Official's computer hacked to carry out $81m Bangladesh Bank cyber heist

Bangladesh's ambassador to the Philippines admits bank was at fault over February attack

A hack of the computer of an official at Bangladesh Bank, the central bank of Bangladesh, provided the entry point for the attackers behind February's $81m cyber heist.

That is according to John Gomes, Bangladesh Ambassador to the Philippines, appearing before a panel investigating how the stolen money ended up in banks in Manila. The hackers, according to Gomes, were neither Filipino, nor Bangladeshi, and there has so far been no evidence that it involved anyone in Bangladesh.
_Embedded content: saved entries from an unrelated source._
PR #379, opened 2016-07-05
Add test helpers for OAuth.

DFurnes:
#### What's this PR do?
This PR updates Northstar's test suite to support using both the "legacy" auth & the new OAuth middleware to authorize resource requests:

👋 It moves `v1` endpoint tests into a new `tests/Legacy/` folder so we can keep them around for maintaining backwards compatibility, and similarly renames the test helpers for the old auth scheme.

🔑 It adds a new [`asUser`](https://github.com/DFurnes/northstar/blob/225687ded3b038c70b03df94f1a7ce56edae190f/tests/TestCase.php#L88-L121) test helper method that creates a JWT and sets it as the bearer token. This allows us to easily test routes with JWT authentication without having to go through the entire flow.

Tests should continue to pass. The only _new_ code is in the [`asUser`](https://github.com/DFurnes/northstar/blob/225687ded3b038c70b03df94f1a7ce56edae190f/tests/TestCase.php#L88-L121) helper.

I think there's probably a cleaner way to handle this helper method (without making the whole access token entity by hand), but [the implementation from the oauth2-server package](https://github.com/thephpleague/oauth2-server/blob/68e4b1d39064ba69af2d2461cb657e8aa053447f/src/Grant/AbstractGrant.php#L311-L349) is locked in a protected method so this seems decent enough for now.

#### Checklist

---
For review: @weerd @angaither


weerd:
Would naming the directory something like `/version1` or `/v1`. Thinking about what happens when there's a v3 of the api and where v2 tests go or does that not really matter?

weerd:
Quick question, otherwise 👍

DFurnes:
> Would naming the directory something like /version1 or /v1. Thinking about what happens when there's a v3 of the api and where v2 tests go or does that not really matter?

Yeah, that's not a bad idea. Kinda hoping we don't ever have to deal with it though. 😁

Gomes' appearance before the panel follows an admission by Vietnam's Tien Phong Bank that it was the target of a similar attempted cyber heist using fraudulent SWIFT messages - the same technique used in February's Bangladesh Bank theft.

Gomes' evidence suggests that claims coming out of Bangladesh Bank that SWIFT security officials themselves were in some way responsible for weakening the bank's security, thereby facilitating the attack, are wrong.

The Philippines is currently updating regulations, both to improve cyber security in the country's banks, as well as to combat money laundering. The money stolen from Bangladesh Bank was routed through banks in the Philippines. Most remains missing.

The cyber heist is being investigated by SWIFT and specialists from BAE Systems, who claim that customised malware was used to perpetrate the attack - rather than insiders simply using privileged access.

"We've recently identified tools uploaded to online malware repositories that we believe are linked to the heist," wrote BAE Systems' Sergei Shevchenko in a blog post at the end of April.

He continued: "The custom malware was submitted by a user in Bangladesh, and contains sophisticated functionality for interacting with local SWIFT Alliance Access software running in the victim infrastructure.

"This malware appears to be just part of a wider attack toolkit, and would have been used to cover the attackers' tracks as they sent forged payment instructions to make the transfers. This would have hampered the detection and response to the attack, giving more time for the subsequent money laundering to take place.

"The tools are highly configurable and given the correct access could feasibly be used for similar attacks in the future."